◆ WHAT TO WORK ON
Gather every line in the records below that contains the word "multiple".

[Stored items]

PR #8986, opened 2024-10-14
AG-13128 Angular min to v17 for AG Grid v33

StephenCooper:
Bump Angular version to 17 as by the time v33 is released it will be outside of LTS.

- Bump TS to 5.2


packages/ag-grid-angular/projects/ag-grid-angular/tsconfig.lib.json
```diff
@@ -6,13 +6,10 @@
     "declarationMap": true,
     "declaration": true,
     "inlineSources": true,
-    "types": [],
-    "lib": ["dom", "es2018"]
+    "types": []
   },
-  "angularCompilerOptions": {
```
StephenCooper, line 12: Removed duplication from higher level

packages/ag-grid-angular/tsconfig.json
```diff
@@ -7,19 +7,27 @@
     "forceConsistentCasingInFileNames": true,
     "strict": true,
     "strictPropertyInitialization": false,
```
StephenCooper, line 9: Matched values setup for a new v17 lib where we have not specifically added flags.

PR #8989, opened 2024-10-14
AG-12884 Prevent all row selection operations unless enabled via grid options

eliasmalik:
See https://ag-grid.atlassian.net/browse/AG-12884

### DIFF
--- a/packages/ag-grid-community/src/validation/errorMessages/errorText.ts
+++ b/packages/ag-grid-community/src/validation/errorMessages/errorText.ts
@@ -309,7 +309,7 @@ export const AG_GRID_ERRORS = {
         `${feature} is only available if using 'clientSide' or 'serverSide' rowModelType, you are using ${rowModel}.` as const,
     130: () => 'cannot multi select unless selection mode is "multiRow"' as const,
     131: () => 'cannot range select while selecting multiple rows' as const,
-    132: () => '' as const,
+    132: () => 'Row selection features are not available unless `rowSelection` is enabled.' as const,
     133: () => 'iconRenderer should return back a string or a dom object' as const,
     134: ({ iconName }: { iconName: string }) => `Did not find icon ${iconName}` as const,
     135: () => `Data type of the new value does not match the cell data type of the column` as const,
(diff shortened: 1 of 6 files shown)


packages/ag-grid-community/src/validation/errorMessages/errorText.ts
```diff
@@ -309,7 +309,7 @@ export const AG_GRID_ERRORS = {
         `${feature} is only available if using 'clientSide' or 'serverSide' rowModelType, you are using ${rowModel}.` as const,
     130: () => 'cannot multi select unless selection mode is "multiRow"' as const,
     131: () => 'cannot range select while selecting multiple rows' as const,
-    132: () => `cannot multi select unless selection mode is 'multiRow'` as const,
+    132: () => '' as const,
```
SalvatorePreviti: since we didn't go live yet I think we can reuse this number without adding an empty here
Removing warnings I think makes sense once we first go live once with it

moving 241 here maybe?

packages/ag-grid-enterprise/src/serverSideRowModel/services/serverSideSelectionService.ts
```diff
@@ -243,11 +255,7 @@ export class ServerSideSelectionService extends BaseSelectionService implements
      *  - after grouping / treeData
      */
     protected override updateSelectable(): void {
-        const { gos } = this;
-
-        const isRowSelecting = _isRowSelection(gos);
-
-        if (!isRowSelecting) {
+        if (!this.enabled) {
```
SalvatorePreviti: ohhh there is a bug I found with the order of events for property changes by multiple services - see https://ag-grid.atlassian.net/browse/AG-13089 

I would just keep reading gos here to avoid this issue, that is also very hard to debug, until that problem is solved

SalvatorePreviti (approved):

packages/ag-grid-enterprise/src/serverSideRowModel/services/serverSideSelectionService.ts
SalvatorePreviti: The problem is that enabled might contain an old value when this is executed if multiple properties are changed at once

◆ ANSWER SPACE
     131: () => 'cannot range select while selecting multiple rows' as const,
     131: () => 'cannot range select while selecting multiple rows' as const,
SalvatorePreviti: ohhh there is a bug I found with the order of events for property changes by multiple services - see https://ag-grid.atlassian.net/browse/AG-13089 
SalvatorePreviti: The problem is that enabled might contain an old value when this is executed if multiple properties are changed at once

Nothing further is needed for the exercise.